◆ WHAT THIS TASK INVOLVES: Output each entry exactly as written.

◆ PROVIDED DATA:
▽
PR #2671, opened 2026-07-20
Fix Overview crash on hrefless README anchors

### LINKED ISSUE #2670: Package Overview page crashes when a README contains a hrefless `<a>` anchor
## Summary

The package Overview tab crashes and shows the error page ("Uh oh, something went wrong ()") when a package README contains an anchor without an `href`, for example:

```html
<a name="section"></a>
```

## Reproduction

* Open a package whose README contains a hrefless anchor. Example:
  https://reactnative.directory/package/tapflow
* The Overview tab crashes, while the Code / Versions / Score tabs work normally.

Console:

```text
TypeError: Cannot read properties of undefined (reading 'startsWith')
  at MarkdownRenderer.tsx:90
```

## Cause

In `components/Package/MarkdownContentBox/MarkdownRenderer.tsx`:

```ts
if (props.href.startsWith('#')) {
```

`rehype-raw` parses `<a name="...">` as an anchor without an `href`, so `props.href` is `undefined` here and `.startsWith()` throws.

There's already a fallback at the end of the handler:

```tsx
return <span>{props.children}</span>
```

so it looks like this case was supposed to fall through instead of crashing.

## Suggested fix

Using optional chaining here should be enough:

```ts
if (props.href?.startsWith('#')) {
```

Then a hrefless anchor reaches the existing fallback instead of throwing.

Happy to open a PR if this approach looks good.

## Notes

I also reproduced this with a standard `remark -> remark-rehype (allowDangerousHtml) -> rehype-raw` pipeline. A `<a name>` anchor becomes an `<a>` node without an `href`, which matches what happens here.

jo-duchan:
## Summary

Fixes #2670. The package Overview page throws a client-side exception and renders the error page when a README contains a hrefless anchor (e.g. `<a name="section"></a>`).

## Cause

In `MarkdownRenderer.tsx`, the `a` handler starts with:

```ts
if (props.href.startsWith('#')) {
```

`rehype-raw` parses `<a name="...">` into an anchor node with no `href`, so `props.href` is `undefined` and `.startsWith()` throws, which takes down the whole Overview render.

## Fix

```ts
if (props.href?.startsWith('#')) {
```

The handler already ends with a `return <span>{props.children}</span>` fallback, so with optional chaining a hrefless anchor falls through to that fallback instead of crashing. One-character change, no behavior change for anchors that have an `href`.

## Reproduction

Live example before the fix: https://reactnative.directory/package/tapflow (Overview tab crashes; Code / Versions / Score are fine). Console:

```text
TypeError: Cannot read properties of undefined (reading 'startsWith')
  at MarkdownRenderer.tsx:90
```

Also reproduced the parse with a standard `remark -> remark-rehype (allowDangerousHtml) -> rehype-raw` pipeline: a `<a name>` anchor yields one `<a>` node without an `href`, which is what hits the unguarded `.startsWith`.

### DIFF
--- a/components/Package/MarkdownContentBox/MarkdownRenderer.tsx
+++ b/components/Package/MarkdownContentBox/MarkdownRenderer.tsx
@@ -87,7 +87,7 @@ export default function MarkdownRenderer({ data, repoUrl, linkableHeaders = true
         br: () => null,
         hr: () => null,
         a: (props: any) => {
-          if (props.href.startsWith('#')) {
+          if (props.href?.startsWith('#')) {
             return <A {...props} target="_self" />;
           } else if (props.href && !props.href.startsWith('//')) {
             if (!props.href.startsWith('http')) {


Simek (approved):
Thanks for the bug report and fix! 👍

I have fixed it once in the past, but then broke this again when adding support for hash links. 😅 Need to find a way to correctly extract types for custom elements in `@m2d/react-markdown/client` markdown renderer, so we can avoid similar issues in the future.

jo-duchan:
Thanks for the quick merge! Makes sense — those custom-element types are tricky. Glad the optional-chaining fallback helps in the meantime.

PR #2713, opened 2026-08-03
data: mark react-native-livechart as New Architecture compatible

brandtnewlabs:
## Summary

- mark react-native-livechart as new-arch-only in react-native-libraries.json

## Context

react-native-livechart requires react-native-reanimated >=4.0.0. Reanimated 4 supports only the React Native New Architecture (Fabric), so the Directory entry should use the documented new-arch-only value rather than true.

The companion library change commits the monorepo package README so the Directory can discover it:
https://github.com/brandtnewlabs/react-native-livechart/pull/248

## Validation

- JSON parsed successfully with Node
- git diff --check passed

### DIFF
--- a/react-native-libraries.json
+++ b/react-native-libraries.json
@@ -22858,6 +22858,7 @@
     "images": [
       "https://raw.githubusercontent.com/brandtnewlabs/react-native-livechart/main/assets/images/hero.webp"
     ],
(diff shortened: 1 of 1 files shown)


Simek (approved):
Hey @brandtnewlabs, thanks for the update! 👍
△
◆ WRITTEN SOLUTION:
PR #2671, opened 2026-07-20
Fix Overview crash on hrefless README anchors

### LINKED ISSUE #2670: Package Overview page crashes when a README contains a hrefless `<a>` anchor
## Summary

The package Overview tab crashes and shows the error page ("Uh oh, something went wrong ()") when a package README contains an anchor without an `href`, for example:

```html
<a name="section"></a>
```

## Reproduction

* Open a package whose README contains a hrefless anchor. Example:
  https://reactnative.directory/package/tapflow
* The Overview tab crashes, while the Code / Versions / Score tabs work normally.

Console:

```text
TypeError: Cannot read properties of undefined (reading 'startsWith')
  at MarkdownRenderer.tsx:90
```

## Cause

In `components/Package/MarkdownContentBox/MarkdownRenderer.tsx`:

```ts
if (props.href.startsWith('#')) {
```

`rehype-raw` parses `<a name="...">` as an anchor without an `href`, so `props.href` is `undefined` here and `.startsWith()` throws.

There's already a fallback at the end of the handler:

```tsx
return <span>{props.children}</span>
```

so it looks like this case was supposed to fall through instead of crashing.

## Suggested fix

Using optional chaining here should be enough:

```ts
if (props.href?.startsWith('#')) {
```

Then a hrefless anchor reaches the existing fallback instead of throwing.

Happy to open a PR if this approach looks good.

## Notes

I also reproduced this with a standard `remark -> remark-rehype (allowDangerousHtml) -> rehype-raw` pipeline. A `<a name>` anchor becomes an `<a>` node without an `href`, which matches what happens here.

jo-duchan:
## Summary

Fixes #2670. The package Overview page throws a client-side exception and renders the error page when a README contains a hrefless anchor (e.g. `<a name="section"></a>`).

## Cause

In `MarkdownRenderer.tsx`, the `a` handler starts with:

```ts
if (props.href.startsWith('#')) {
```

`rehype-raw` parses `<a name="...">` into an anchor node with no `href`, so `props.href` is `undefined` and `.startsWith()` throws, which takes down the whole Overview render.

## Fix

```ts
if (props.href?.startsWith('#')) {
```

The handler already ends with a `return <span>{props.children}</span>` fallback, so with optional chaining a hrefless anchor falls through to that fallback instead of crashing. One-character change, no behavior change for anchors that have an `href`.

## Reproduction

Live example before the fix: https://reactnative.directory/package/tapflow (Overview tab crashes; Code / Versions / Score are fine). Console:

```text
TypeError: Cannot read properties of undefined (reading 'startsWith')
  at MarkdownRenderer.tsx:90
```

Also reproduced the parse with a standard `remark -> remark-rehype (allowDangerousHtml) -> rehype-raw` pipeline: a `<a name>` anchor yields one `<a>` node without an `href`, which is what hits the unguarded `.startsWith`.

### DIFF
--- a/components/Package/MarkdownContentBox/MarkdownRenderer.tsx
+++ b/components/Package/MarkdownContentBox/MarkdownRenderer.tsx
@@ -87,7 +87,7 @@ export default function MarkdownRenderer({ data, repoUrl, linkableHeaders = true
         br: () => null,
         hr: () => null,
         a: (props: any) => {
-          if (props.href.startsWith('#')) {
+          if (props.href?.startsWith('#')) {
             return <A {...props} target="_self" />;
           } else if (props.href && !props.href.startsWith('//')) {
             if (!props.href.startsWith('http')) {


Simek (approved):
Thanks for the bug report and fix! 👍

I have fixed it once in the past, but then broke this again when adding support for hash links. 😅 Need to find a way to correctly extract types for custom elements in `@m2d/react-markdown/client` markdown renderer, so we can avoid similar issues in the future.

jo-duchan:
Thanks for the quick merge! Makes sense — those custom-element types are tricky. Glad the optional-chaining fallback helps in the meantime.

PR #2713, opened 2026-08-03
data: mark react-native-livechart as New Architecture compatible

brandtnewlabs:
## Summary

- mark react-native-livechart as new-arch-only in react-native-libraries.json

## Context

react-native-livechart requires react-native-reanimated >=4.0.0. Reanimated 4 supports only the React Native New Architecture (Fabric), so the Directory entry should use the documented new-arch-only value rather than true.

The companion library change commits the monorepo package README so the Directory can discover it:
https://github.com/brandtnewlabs/react-native-livechart/pull/248

## Validation

- JSON parsed successfully with Node
- git diff --check passed

### DIFF
--- a/react-native-libraries.json
+++ b/react-native-libraries.json
@@ -22858,6 +22858,7 @@
     "images": [
       "https://raw.githubusercontent.com/brandtnewlabs/react-native-livechart/main/assets/images/hero.webp"
     ],
(diff shortened: 1 of 1 files shown)


Simek (approved):
Hey @brandtnewlabs, thanks for the update! 👍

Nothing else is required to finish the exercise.